Our description of training loads provides information on optimal pitch training load prescription. For instance, a previous study by our group [
2] and our current data also demonstrate that training volume (training between matches) has a positive impact on straight-line running performance (described in
Figure 2). Also, accumulating pitch training between matches (i.e., volume) positively affects players’ performance in a congested season.
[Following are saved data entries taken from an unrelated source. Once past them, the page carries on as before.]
PR #347, opened 2018-07-14
Add an example of a simple indexable video wrapper.

nlgranger:
This is only the code for the class, you can suggest how to turn this into a script if you have any idea to do so. Other requests to improve it are welcome of course.

The use case is people who want to avoid OpenCV which is quite big and tedious to install but still want to avoid loading complete videos when working on them. I think only PyAV offers that possibility but I find it low-level and difficult to use for this simple frame reading task. This wrapper should make it simpler for those interested.

Please double check the code if you plan to merge it, I am by no means an expert of ffmpeg.

### DIFF
--- a/examples/simple_video_wrapper.py
+++ b/examples/simple_video_wrapper.py
@@ -1,0 +1,94 @@
+from typing import Sequence
+import av
+
+
+class VideoSequence(Sequence):
+    """A video wrapper with index based frame access.
+
+    The current behaviour is to return an array of RGB triplets for each frame.
+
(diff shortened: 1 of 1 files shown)


mikeboers:
I've never really engaged with this, because there are a lot of small things that add up to something that is insurmountable. In principal, I'm not against this, but it makes too many assumptions for me to be comfortable (i.e. that you can calculate the duration, and that seeking behaves at all).

I'd be happier if those assumptions were spelled out, and this was better documented, but I'm sorry to say I'm not going to take the effort myself.

PR #381, opened 2018-09-21
Fix Codec.audio_rates and Codec.frame_rates

jlaine:
The properties returned a pointer cast to an int instead of the
actual supported rates.

I have added a test using Opus to test audio_rates.

I have not found *any* codecs which report frame_rates,
so that property is untested.

### DIFF
--- a/av/codec/codec.pxd
+++ b/av/codec/codec.pxd
@@ -1,15 +1,13 @@
-from libc.stdint cimport uint64_t
-
 cimport libav as lib
 
 
 cdef class Codec(object):
 
-    cdef lib.AVCodec *ptr
-    cdef lib.AVCodecDescriptor *desc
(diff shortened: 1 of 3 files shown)


mikeboers:
AppVeyor declares that `opus` is actually `libopus`. 😝

jlaine:
It's a mess, some ffmpeg have no opus encoder at all, on Windows libopus masquerades as opus.

I think I've got it right now, let's see what CI says.

jlaine:
Actually given how slow CI is maybe merge #380 and this one and I'll circle back to #382 later.

mikeboers:
I cherry-picked, ammended, and merged them all.

mikeboers:
I'm living dangerously and pushing my out-of-order commits before CI says it is good. 🤠

PR #382, opened 2018-09-21
Rename avrational_to_faction to avrational_to_fraction

jlaine:
There was an "r" missing. Also, make its input a const pointer to avoid
compilation warnings.


mikeboers:
Ammended, and merged.

PR #387, opened 2018-09-22
Reduce const warnings

jlaine:
AVCodec pointers should always be passed as `const AVCodec*`.

This also fixes a few other missing const qualifiers.

The remaining const warnings are trickier as they are mostly a product of how Cython generates its code.


jlaine:
Haha, no problem, I found another couple of easy pickings which I'll put in another PR

PR #395, opened 2018-09-25
Stop messing with packet dts and pts

jlaine:
A packet's timebase is that of the stream it belongs to. Storing the
timebase and manipulating it ourselves leads to headaches.

For instance when encoding video, the "flush" packets carry a valid dts
and pts but their timebase doesn't get set, causing _rebase_time to
destroy these timestamps. This leads to an exception upon flushing the
output stream.

### DIFF
--- a/av/codec/context.pyx
+++ b/av/codec/context.pyx
@@ -334,7 +334,6 @@ cdef class CodecContext(object):
         ):
             for frame in frames:
                 for packet in self._send_frame_and_recv(frame):
-                    self._setup_encoded_packet(packet, frame)
                     res.append(packet)
             return res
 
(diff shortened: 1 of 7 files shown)


mikeboers:
I don't believe your premise is correct. During decoding, `AVPacket.pts` is in `AVCodecContext.time_base`, and during encoding it must be in `AVStream.time_base`.

Further, having a packet fully describe its own time potentially allows for much easier remuxing as a packet can be passed from one stream to another.

You're going to need to convince me of this one.

jlaine:
Yeah I missed the case where we move packets from one stream to another, as it wasn't capture by any tests. I'm closing this and I'll try to narrow down the specific issue I have.

jlaine:
One thing that totally confuses me is the fact that both a *stream* and a *codec context* carry a timebase. Where things go completely awry is how the Stream.time_base accessors are wired up:

- the getter reads from self._stream._timebase

- the setter is *never* invoked, as `__setattr__` swallows it, and stores the result into self.codec_context.timebase

As a result you cannot even round-trip a get/set:

```
>>> import fractions
>>> import av
>>> container = av.open('foo.mp4', 'w')
>>> stream = container.add_stream('h264', rate=30)
>>> stream.time_base
Stream.time_base -> None
>>> stream.time_base = fractions.Fraction(1, 90000)
Stream.__setattr__("time_base")
>>> stream.time_base
Stream.time_base -> None
```

-> stream.time_base is pretty much useless, or at least very dangerous

PR #403, opened 2018-10-01
Use av_get_media_type_string

jlaine:
Now that we have dropped libav, we can use this function instead of
defining our own.


mikeboers:
I was thinking of turning this into one of our enums at some point, but is is immediately cleaner.

Hooray for no more Libav!

I spent a little time looking at how FFmpeg versions itself, now that we can trust that, and we could replace the entire reflection process with that. It is wonderful.

PR #2407, opened 2026-09-02
PyAV: add riscv64 build support, use pyav-ffmpeg artifacts in smoke.yml

threexc:
Make use of RISE's Native RISC-V Runners to build PyAV for riscv64. This requires enabling them for the repository as a GitHub Application. More info regarding enabling them is available here: https://riscv-runners.riseproject.dev/

To get the `smoke.yml` workflow to succeed, I've reworked it to use pyav-ffmpeg artifacts like the `tests.yml` workflow does, except that the `armv7l` job still follows the existing approach. While working through this, I encountered a bug specific to the RISC-V Runners (`riscv64gc` profile), where I hit an illegal instruction/core dump issue that seems to be related to: https://www.mail-archive.com/ffmpeg-trac@avcodec.org/msg69006.html . Using the pyav-ffmpeg artifacts circumvented this issue, which is why it was implemented that way. This is a temporary workaround - in the future, the RISC-V Runners will support a more expansive profile. If using pyav-ffmpeg artifacts in the `smoke.yaml` workflow is undesirable, I can revisit it and maybe adjust compiler flags instead.

I tried a test run on my fork. You can review the results here: https://github.com/threexc/PyAV/pull/2

This is being done on behalf of [RISE](https://riseproject.dev/), using the [RISC-V Wheels](https://stanfromireland.github.io/riscv-wheels/) dashboard to track upstream support for the Python ecosystem.

### DIFF
--- a/.github/workflows/smoke.yml
+++ b/.github/workflows/smoke.yml
@@ -68,7 +68,7 @@ jobs:
         case ${{ matrix.config.os }} in
           ubuntu-24.04)
             sudo apt-get update
-            sudo apt-get install \
+            sudo apt-get install -y \
               autoconf \
               automake \
               build-essential \
@@ -79,7 +79,7 @@ jobs:
               pkg-config \
               zlib1g-dev
             if [[ "${{ matrix.config.extras }}" ]]; then
-              sudo apt-get install doxygen
+              sudo apt-get install -y doxygen
             fi
             ;;
           macos-14)
--- a/.github/workflows/tests.yml
+++ b/.github/workflows/tests.yml
@@ -33,6 +33,8 @@ jobs:
             arch: arm64
           - os: macos-15-intel
             arch: x86_64
+          - os: ubuntu-24.04-riscv
+            arch: riscv64
           - os: ubuntu-24.04-arm
             arch: aarch64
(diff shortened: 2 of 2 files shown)


threexc:
@WyattBlue the checks report says you cancelled the riscv64 ones. Is that just because the runners aren't enabled? Any general comments about this PR?

WyattBlue:
RISC runners are now enabled however:
 - There should only be one RISC job. No need to test doc building or old ffmpeg versions on new platforms.
 - macOS/Linux: ffmpeg should still be built from source.

threexc:
> RISC runners are now enabled however:
> 
>     * There should only be one RISC job. No need to test doc building or old ffmpeg versions on new platforms.
> 
>     * macOS/Linux: ffmpeg should still be built from source.

Alright. Thanks for enabling the runners. I'll experiment with some changes to the compile step so we don't re-use the pyav-ffmpeg archives.

threexc:
@WyattBlue what do you think?

WyattBlue:
Worthly enough to be worth using. A good follow up would be making the risv smoke tests faster, maybe by using pyav-ffmpeg binaries like Windows tests already does.

PR #2409, opened 2026-09-16
workflows: smoke: use pyav-ffmpeg for riscv64

threexc:


threexc:
Not bad - compared to the recent run on `main`, using pyav-ffmpeg saves ~27m in the riscv64 build.

PR #2410, opened 2026-09-17
Declare _get_hw_format nogil

adrianrfreedman:
`_get_hw_format` is installed as `AVCodecContext.get_format`, so libavcodec calls it from inside `avcodec_send_packet`, which PyAV runs under `with nogil` (`av/codec/context.pyx`). The callback therefore runs with no GIL held, and any Python object operation in it segfaults the interpreter.

It is already GIL-free in practice. `AVCodecPrivateData` holds only `AVPixelFormat` and `bint`, and since the pure-Python-mode migration the loop counter is typed (`i: cython.int = 0`), so nothing gets boxed. Nothing enforces that though. Declaring the callback `nogil` makes Cython reject a future change that reintroduces a Python object at compile time, rather than at runtime as a crash.

This is hardening, not a fix. The crash was real in 16.x, where the counter was untyped: `i += 1` compiled to `PyLong_FromLong`/`PyNumber_Add`, so every hwaccel initialisation failure took the process down with SIGSEGV instead of falling back to software decoding. 17.0.0 fixed it as a side effect of the typing change rather than deliberately, which is why I think the constraint is worth pinning. Background in #2411.

Verified on an L40S. 16.x segfaults on a stream NVDEC cannot decode (10-bit H.264), and this branch decodes the same file through the software fallback cleanly. Built with `python setup.py build_ext --inplace` against the vendored ffmpeg from `scripts/ffmpeg-latest.json` (libavcodec 63.1.101).

No functional change.


WyattBlue:
The commit message is so lousy, so I'd rather just add this myself.

adrianrfreedman:
> The commit message is so lousy, so I'd rather just add this myself.

This seems a bit unfair. Why not give me the opportunity to amend the commit?

PR #205, opened 2016-03-09
add is_hashable check for strings

### LINKED ISSUE #204: distinct() not working with std::string
Please consider the following code:

```cpp
rxcpp::observable<std::string> obs = rxcpp::observable<>::just(std::string("Foo"));
obs.distinct(); // Error
```

The error is the `static_assert`:

> Function passed for lift() must have the signature subscriber<...>(subscriber<T, ...>)

Looking into it, `distinct()` calls `rxo::detail::distinct<std::string>` which is not enabled because `is_hashable<std::string>` seems to be false.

In addition, our data suggest that a 4.5-day match frequency may be sufficient to induce better performance than a 3-day match frequency. A previous study assessing only home matches indicated that a short period of match congestion (2–4-day match frequency) did not negatively impact running performance [
1]. Our data assessed both home and away matches, thus adding greater ecological validity to the analysis. Therefore, the sum of our data suggests that one or two matches per week (i.e., every 4.5 days) does not negatively impact match physical performance [
2,
11]. However, some players have a match frequency of >7 days, and this remains an open question. Thus, the ideal match frequency remains an open question in match physical performance. Albeit, a high match frequency (i.e., two matches per week) did not negatively affect match physical performance but increased injury risk [
1]; thus, coaches should be cautious during congested periods, and adopting rotation between players is advised. This caution is crucial for maintaining player health and performance. A previous study [
19] identified that chronic high-load training could reduce the risk of injury incidence when compared to chronic low-load training. In this sense, future studies should investigate the relationship between training load and injury incidence in soccer during the congestion season.
It is important to note that here we conducted a retrospective observational study, and thus the significant association between pitch training load and match physical performance may not be cause–effect. In this sense, future studies with experimental designs (randomized controlled approach, observing athletes with different pitch training loads) aiming to identify a dose–response relationship are still necessary.